Saturday, 5 February 2011


Oysterplant (Mertensia maritima)        
Sea Lungwort, Northern Shorewort
Borage family
Height to 50cm; flowers June to August. Local and scarce in Orkney (14/28); local and rare around Britain’s coasts (71/2852)

This exquisite perennial is a northern plant, Norway and Iceland being its citadels in Europe. In Britain it is rare and found almost exclusively in Scotland on the west and north coasts and in the Northern Isles; in England it is virtually extinct. Orkney is undoubtedly the plant’s stronghold and it would be no exaggeration to say that there are more plants here than anywhere else in the United Kingdom. Arguably it is as special to Orkney as the Scottish Primrose.
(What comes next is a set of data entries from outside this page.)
PR #10, opened 2019-07-06
problem 1 and 2

sarang4488:


jaspindersingh83:
Problem 1: Works perfectly sarang. Its an even better solution than we discussed in the class. Try recursive solution as well
Problem 2: Good one
Submit problem 3 as well

PR #14, opened 2019-08-02
Completed All Problems. Please review

priyansh22:


Problem2.cpp
```diff
@@ -0,0 +1,56 @@
...
+    int min = INT_MAX;
+    int mid = left + (right - left) / 2;
+    if (left<=right) {
+        if(left==right)         //if only one element in the array. CASE 1.
+        {
+            cout<<left; return left;
+        }
+
+        
+        if(arr[mid]>arr[mid-1] && arr[mid]<arr[mid+1])          //CASE 2: if middle is > left and smaller than right. Search the right part.
```
kaurramanpreet: this is not correct as this way you are always thinking that the mid is always the point where the array is sorted which is not always the case

Problem2.cpp
```diff
@@ -0,0 +1,56 @@
...
+        }
+
+        
+        if(arr[mid]>arr[mid-1] && arr[mid]<arr[mid+1])          //CASE 2: if middle is > left and smaller than right. Search the right part. 
+                                                                // Example Case : [4,6,8,9,1,2]. Middle is 8. Greater than 6, Less than 9. Search Right.
+        {   return binarySearch(arr, mid + 1, right);
+
+        }
+
+        if(arr[mid]>arr[mid-1] && arr[mid]>arr[mid+1])      //CASE 3 : if middle element is bigger than left side and also right side,
```
kaurramanpreet: same goes here

Problem3.cpp
```diff
@@ -0,0 +1,38 @@
...
+
+
+int binarySearch(int arr[], int left, int right)    //Binary search implemented.
+{
+
+    if (left<=right) {
+        int mid = left + (right - left) / 2;
+
+
+        if (arr[mid]>arr[mid+1]&& arr[mid]>arr[mid-1]) {		// Check if Middle is greater than both left and right side.
```
kaurramanpreet: not a correct way to approach this problem take some testcases then you will be able to get the point

Problem1.cpp
```diff
@@ -0,0 +1,50 @@
...
+    if(arr[mid]==target)			//CASE 1 : If the middle element is equal to target.
+    {
+        if(arr[mid]==arr[mid-1])		// CASE 1.1. Example ; [8,8,9] Target 8. Middle = Middle-1 
+        {
+            cout<<"["<<mid-1<<","<<mid<<"]";
+            return mid;
+        }
+        if(arr[mid]==arr[mid+1])		// CASE 1.2: Example ; [8,9,9] Target 9. Middle = Middle+1
+        {
+            cout<<"["<<mid<<","<<mid+1<<"]"; return mid;
```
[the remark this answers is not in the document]
priyansh22: Oh yes. Understood the error. Will update it. Thank you

PR #15, opened 2019-08-03
Checking MinElement

arnav1996:


findMin.java
```diff
@@ -0,0 +1,31 @@
+class Solution {
+    public int findMin(int[] nums) {
+        int low = 0;
+        int high = nums.length -1;
+
+        while(low<high){
+        int mid = low + (high - low)/2;
+        if(low == high){
```
kaurramanpreet: Do you think that you will ever reach to this condition? Inside while loop?

arnav1996: No

arnav1996: Modified it. Thanks.

PR #17, opened 2019-08-03
Completed Binary-Search-2

AnkitaPatil10:
Kindly review and let me know in case any changes/modifications needs to be done.


kaurramanpreet:
dont you think your approach to search for first and last index of an element is of time complexity O(n)?

AnkitaPatil10:
Yes in case if my entire array consists of target element in that case it will be O(n).
I will try to modify it further. Thanks for the comment.

kaurramanpreet:
great!!

PR #18, opened 2019-08-05
Completed Binary Search-2. Please review.

manogna-mujje:


MinOfRotatedSortedArray.java
```diff
@@ -0,0 +1,34 @@
...
+			while(low < high) {
+	            if(nums[low] == nums[high]) {
+					return nums[low];
+				}
+				mid = low+(high-low)/2;
+				if((mid == 0 || nums[mid] < nums[mid-1]) && nums[mid] < nums[mid+1]) {
+					return nums[mid];
+				} else {
+					//TODO Why can't it nums[low] compared with nums[mid] here?
+					if(nums[high] < nums[mid]) {
```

However, within the county it has a restricted distribution and in recent years has disappeared from former sites most notably the Bay of Skaill in Sandwick and Birsay Bay but may still persist in low numbers on Westray and Stronsay. Nowadays it is most common on the soft coasts of Sanday, South Ronaldsay and at Newark Bay in Deerness. Plants may occur on beaches, both sandy and stony, where it thrives on soft surfaces disturbed by waves. It also thrives at No4 barrier where it grows along the A961 some 300 metres from the sea and a tyre’s width from the tarmac – here wave action is simulated by the blade of an Orkney Islands Council snow plough as it clears the build up of barrier sand after easterly gales. It has even been found growing on those unsightly spoil heaps of earth and rubble that appear all too frequently on Orkney’s shores in the name of coastal defence or coastal dump. Its rambling and leafy sprays radiate from the root like the spokes of a wheel. The leaves are oval, fleshy and grey-blue and its five-petalled flowers are initially pink before turning a radiant blue. The seeds can survive prolonged immersion in saltwater and its dispersion in sea currents enables the plant to colonise new but sometimes temporary sites; seeds have been known to travel at least 450km. Named because its leaves taste of oysters, its rarity should be a warning against collection.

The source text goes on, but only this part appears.